Records from a collection:
⟨
PR #5270, opened 2022-11-25
FIX-#5284: move ray, redis, tqdm, xgboost packages from pip to conda deps

### LINKED ISSUE #5284: TEST: move ray, redis, tqdm, xgboost packages from pip to conda deps
This should make it easier to find problems with Ray 2.1.0.
See details here: https://github.com/modin-project/modin/issues/5208

anmyachev:

## What do these changes do?

- [x] Resolves #5284 
- [x] tests added and passing

### DIFF
--- a/environment-dev.yml
+++ b/environment-dev.yml
@@ -5,6 +5,8 @@ dependencies:
   - pandas==1.5.2
   - numpy>=1.18.5
   - pyarrow>=4.0.1
+  - ray-core>=1.4.0
+  - redis-py>=3.5.0,<4.0.0
   - dask>=2.22.0
   - distributed>=2.22.0
   - fsspec
@@ -39,7 +41,6 @@ dependencies:
   - mypy<0.990
   - pandas-stubs
   - fastparquet
-  - grpcio<=1.48.2
   # for release script
   - pygit2
   - pip:
@@ -50,7 +51,6 @@ dependencies:
       - git+https://github.com/modin-project/modin-spreadsheet.git@49ffd89f683f54c311867d602c55443fb11bf2a5
       - tqdm
       - git+https://github.com/airspeed-velocity/asv.git@ef016e233cb9a0b19d517135104f49e0a3c380e9
-      - ray[default]>=1.13.0
       - connectorx>=0.2.6a4
       - black
       # TODO: remove when flake8 5.x stabilizes and appears in both pip and conda-forge; see GH-#4745
--- a/environment-dev.yml
+++ b/environment-dev.yml
@@ -6,6 +6,7 @@ dependencies:
   - numpy>=1.18.5
   - pyarrow>=4.0.1
   - ray-default>=1.4.0
+  - redis-py>=3.5.0,<4.0.0
   - dask>=2.22.0
   - distributed>=2.22.0
   - fsspec
--- a/environment-dev.yml
+++ b/environment-dev.yml
@@ -53,7 +53,7 @@ dependencies:
       - ray[default]>=1.4.0
       - connectorx>=0.2.6a4
       # TODO: remove when resolving GH#4398
-      - redis>=3.5.0
+      - redis>=3.5.0,<4.0.0
       - black
       # TODO: remove when flake8 5.x stabilizes and appears in both pip and conda-forge; see GH-#4745
       - flake8<5
--- a/environment-dev.yml
+++ b/environment-dev.yml
@@ -6,7 +6,6 @@ dependencies:
   - numpy>=1.18.5
   - pyarrow>=4.0.1
   - ray-default>=1.4.0
-  - redis-py>=3.5.0,<4.0.0
   - dask>=2.22.0
   - distributed>=2.22.0
   - fsspec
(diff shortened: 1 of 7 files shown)


environment-dev.yml
```diff
@@ -5,6 +5,11 @@ dependencies:
   - pandas==1.5.2
   - numpy>=1.18.5
   - pyarrow>=4.0.1
+  - ray-default>=1.4.0,<2.1.0
+  # This will allow us to install ray==2.0.1 instead of ray==1.12.1;
```
anmyachev, line 9: A little more detail on why limiting protobuf version allows us to install a later version of ray-default:
- ray-default of 1.12.1 and 2.1.0 versions hasn't upper bound for protobuf.
- ray-default of 1.13.0 and 2.0.1 versions has "<4.0.0" upper bound for protobuf.

environment-dev.yml
```diff
@@ -5,6 +5,11 @@ dependencies:
...
+  # Apparently the priority is to install a later version of protobuf, instead of ray
+  - protobuf>=3.15.3,<4.0.0
```
anmyachev, line 11: This is a temporary pin, I suppose after we support the new version of ray (2.1.0), this can be removed.

environment-dev.yml
anmyachev: I suggest, if possible, not to interfere with the installation using conda and pip, since there may be situations when there is a difference in the distributed files of the same version, for example: https://github.com/conda-forge/ray-packages-feedstock/pull/78#issuecomment-1312572638.

environment-dev.yml
```diff
@@ -41,18 +46,16 @@ dependencies:
...
   - pip:
-      # TODO(https://github.com/modin-project/modin/issues/5194): Uncap xgboost
-      # when we use collective instead of rabit.
-      - xgboost>=1.7.1,<2.0.0
       # Fixes breaking ipywidgets changes, but didn't release yet.
       - git+https://github.com/modin-project/modin-spreadsheet.git@49ffd89f683f54c311867d602c55443fb11bf2a5
-      - tqdm
       - git+https://github.com/airspeed-velocity/asv.git@ef016e233cb9a0b19d517135104f49e0a3c380e9
-      - ray[default]>=1.4.0,<2.1.0
+      # no conda package for windows
```
vnlitvinov, line 57: what does this comment do?

vnlitvinov (commented):
I wonder if this also fixes https://github.com/modin-project/modin/issues/5208? I have hopes it does... I mean if `<2.1.0` restriction is lifted

environment-dev.yml
anmyachev: I tried to install this package using conda, however this package is only available for linux and macOS. https://anaconda.org/conda-forge/connectorx/files

anmyachev:
Interesting notes:
* `conda install -c conda-forge grpcio==1.46.3` will try to install `libprotobuf==3.20.2`
* `conda install -c conda-forge grpcio==1.46.3 libprotobuf` will try to install `libprotobuf==3.21.9` (however in both cases grpcio has restriction: `libprotobuf >=3.20.1,<3.21.0a0`)

YarShev:
Two jobs (`ci / test-compat-ubuntu (engine ray, python 3.6)` and `ci / test-compat-win (engine ray, python 3.6)`) were cancelled. I re-ran those.

anmyachev:
@YarShev @vnlitvinov CI is green, I would merge this before trying to unpin ray. What do you think?

environment-dev.yml
Garra1980: So we will remove protobuf restriction along with allowing  ray 2.1.0?

anmyachev: That's the plan.

Or I can remove this restriction and we will temporarily use not the newest ray.

Garra1980: we don't use it already (>=1.4.0,<2.1.0) or I miss something? :)

anmyachev: I mean restriction for protobuf. 

Due to the fact that conda gives priority to the `protobuff` and ray does not support the newest versions of the `protobuff`, a newest `protobuff` and an old `ray` are installed, since `ray` has no restrictions on the `protobuff` (for its own internal reasons).

If we want to remove the restriction on ray right now, then we need to add a fix from https://github.com/modin-project/modin/pull/5283. The fix will include some restrictions for `grpcio` (it's a dependency of Ray).
Do not mind doing it right now, but it seemed to me that these are tasks that are better logically divided into different pull requests.

environment-dev.yml
```diff
@@ -5,6 +5,11 @@ dependencies:
   - pandas==1.5.2
   - numpy>=1.18.5
   - pyarrow>=4.0.1
+  - ray-default>=1.4.0,<2.1.0
+  # This will allow us to install ray==2.0.1 instead of ray==1.12.1;
+  # Apparently the priority is to install a later version of protobuf, instead of ray
```
YarShev, line 10:
```suggestion
  # Apparently, the priority is to install a later version of protobuf, instead of ray
```

environment-dev.yml
YarShev, line 57:
```suggestion
      # no conda package for windows so we install it with pip
```

YarShev (approved):

environment-dev.yml
anmyachev: https://github.com/sfu-db/connector-x/issues/413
⟩
● TASK GOAL
Give every entry back unchanged. Leave none out.

● TASK ANSWER
PR #5270, opened 2022-11-25
FIX-#5284: move ray, redis, tqdm, xgboost packages from pip to conda deps

### LINKED ISSUE #5284: TEST: move ray, redis, tqdm, xgboost packages from pip to conda deps
This should make it easier to find problems with Ray 2.1.0.
See details here: https://github.com/modin-project/modin/issues/5208

anmyachev:

## What do these changes do?

- [x] Resolves #5284 
- [x] tests added and passing

### DIFF
--- a/environment-dev.yml
+++ b/environment-dev.yml
@@ -5,6 +5,8 @@ dependencies:
   - pandas==1.5.2
   - numpy>=1.18.5
   - pyarrow>=4.0.1
+  - ray-core>=1.4.0
+  - redis-py>=3.5.0,<4.0.0
   - dask>=2.22.0
   - distributed>=2.22.0
   - fsspec
@@ -39,7 +41,6 @@ dependencies:
   - mypy<0.990
   - pandas-stubs
   - fastparquet
-  - grpcio<=1.48.2
   # for release script
   - pygit2
   - pip:
@@ -50,7 +51,6 @@ dependencies:
       - git+https://github.com/modin-project/modin-spreadsheet.git@49ffd89f683f54c311867d602c55443fb11bf2a5
       - tqdm
       - git+https://github.com/airspeed-velocity/asv.git@ef016e233cb9a0b19d517135104f49e0a3c380e9
-      - ray[default]>=1.13.0
       - connectorx>=0.2.6a4
       - black
       # TODO: remove when flake8 5.x stabilizes and appears in both pip and conda-forge; see GH-#4745
--- a/environment-dev.yml
+++ b/environment-dev.yml
@@ -6,6 +6,7 @@ dependencies:
   - numpy>=1.18.5
   - pyarrow>=4.0.1
   - ray-default>=1.4.0
+  - redis-py>=3.5.0,<4.0.0
   - dask>=2.22.0
   - distributed>=2.22.0
   - fsspec
--- a/environment-dev.yml
+++ b/environment-dev.yml
@@ -53,7 +53,7 @@ dependencies:
       - ray[default]>=1.4.0
       - connectorx>=0.2.6a4
       # TODO: remove when resolving GH#4398
-      - redis>=3.5.0
+      - redis>=3.5.0,<4.0.0
       - black
       # TODO: remove when flake8 5.x stabilizes and appears in both pip and conda-forge; see GH-#4745
       - flake8<5
--- a/environment-dev.yml
+++ b/environment-dev.yml
@@ -6,7 +6,6 @@ dependencies:
   - numpy>=1.18.5
   - pyarrow>=4.0.1
   - ray-default>=1.4.0
-  - redis-py>=3.5.0,<4.0.0
   - dask>=2.22.0
   - distributed>=2.22.0
   - fsspec
(diff shortened: 1 of 7 files shown)


environment-dev.yml
```diff
@@ -5,6 +5,11 @@ dependencies:
   - pandas==1.5.2
   - numpy>=1.18.5
   - pyarrow>=4.0.1
+  - ray-default>=1.4.0,<2.1.0
+  # This will allow us to install ray==2.0.1 instead of ray==1.12.1;
```
anmyachev, line 9: A little more detail on why limiting protobuf version allows us to install a later version of ray-default:
- ray-default of 1.12.1 and 2.1.0 versions hasn't upper bound for protobuf.
- ray-default of 1.13.0 and 2.0.1 versions has "<4.0.0" upper bound for protobuf.

environment-dev.yml
```diff
@@ -5,6 +5,11 @@ dependencies:
...
+  # Apparently the priority is to install a later version of protobuf, instead of ray
+  - protobuf>=3.15.3,<4.0.0
```
anmyachev, line 11: This is a temporary pin, I suppose after we support the new version of ray (2.1.0), this can be removed.

environment-dev.yml
anmyachev: I suggest, if possible, not to interfere with the installation using conda and pip, since there may be situations when there is a difference in the distributed files of the same version, for example: https://github.com/conda-forge/ray-packages-feedstock/pull/78#issuecomment-1312572638.

environment-dev.yml
```diff
@@ -41,18 +46,16 @@ dependencies:
...
   - pip:
-      # TODO(https://github.com/modin-project/modin/issues/5194): Uncap xgboost
-      # when we use collective instead of rabit.
-      - xgboost>=1.7.1,<2.0.0
       # Fixes breaking ipywidgets changes, but didn't release yet.
       - git+https://github.com/modin-project/modin-spreadsheet.git@49ffd89f683f54c311867d602c55443fb11bf2a5
-      - tqdm
       - git+https://github.com/airspeed-velocity/asv.git@ef016e233cb9a0b19d517135104f49e0a3c380e9
-      - ray[default]>=1.4.0,<2.1.0
+      # no conda package for windows
```
vnlitvinov, line 57: what does this comment do?

vnlitvinov (commented):
I wonder if this also fixes https://github.com/modin-project/modin/issues/5208? I have hopes it does... I mean if `<2.1.0` restriction is lifted

environment-dev.yml
anmyachev: I tried to install this package using conda, however this package is only available for linux and macOS. https://anaconda.org/conda-forge/connectorx/files

anmyachev:
Interesting notes:
* `conda install -c conda-forge grpcio==1.46.3` will try to install `libprotobuf==3.20.2`
* `conda install -c conda-forge grpcio==1.46.3 libprotobuf` will try to install `libprotobuf==3.21.9` (however in both cases grpcio has restriction: `libprotobuf >=3.20.1,<3.21.0a0`)

YarShev:
Two jobs (`ci / test-compat-ubuntu (engine ray, python 3.6)` and `ci / test-compat-win (engine ray, python 3.6)`) were cancelled. I re-ran those.

anmyachev:
@YarShev @vnlitvinov CI is green, I would merge this before trying to unpin ray. What do you think?

environment-dev.yml
Garra1980: So we will remove protobuf restriction along with allowing  ray 2.1.0?

anmyachev: That's the plan.

Or I can remove this restriction and we will temporarily use not the newest ray.

Garra1980: we don't use it already (>=1.4.0,<2.1.0) or I miss something? :)

anmyachev: I mean restriction for protobuf. 

Due to the fact that conda gives priority to the `protobuff` and ray does not support the newest versions of the `protobuff`, a newest `protobuff` and an old `ray` are installed, since `ray` has no restrictions on the `protobuff` (for its own internal reasons).

If we want to remove the restriction on ray right now, then we need to add a fix from https://github.com/modin-project/modin/pull/5283. The fix will include some restrictions for `grpcio` (it's a dependency of Ray).
Do not mind doing it right now, but it seemed to me that these are tasks that are better logically divided into different pull requests.

environment-dev.yml
```diff
@@ -5,6 +5,11 @@ dependencies:
   - pandas==1.5.2
   - numpy>=1.18.5
   - pyarrow>=4.0.1
+  - ray-default>=1.4.0,<2.1.0
+  # This will allow us to install ray==2.0.1 instead of ray==1.12.1;
+  # Apparently the priority is to install a later version of protobuf, instead of ray
```
YarShev, line 10:
```suggestion
  # Apparently, the priority is to install a later version of protobuf, instead of ray
```

environment-dev.yml
YarShev, line 57:
```suggestion
      # no conda package for windows so we install it with pip
```

YarShev (approved):

environment-dev.yml
anmyachev: https://github.com/sfu-db/connector-x/issues/413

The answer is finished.